WORK INSTRUCTIONS:
Where a line below carries the word "would", include it in the count, then give the count alone.
....
PR #193, opened 2024-01-29
feat: publish images to ghcr.io as well

theseion:


fzipi:
Hmmm... doesn't publish need to have a dependency on verify? From what I see here, images are going to be published just when it builds ok, but it doesn't mean they are working...

I would at least publish if images are verified...

theseion:
We could do that. The way it's set up at the moment though, the verification workflow would always run before the publishing workflow, because we merge from `develop` to `master`, and `develop` has already been verified because we merge PRs to `develop`.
....
TASK SOLUTION:
2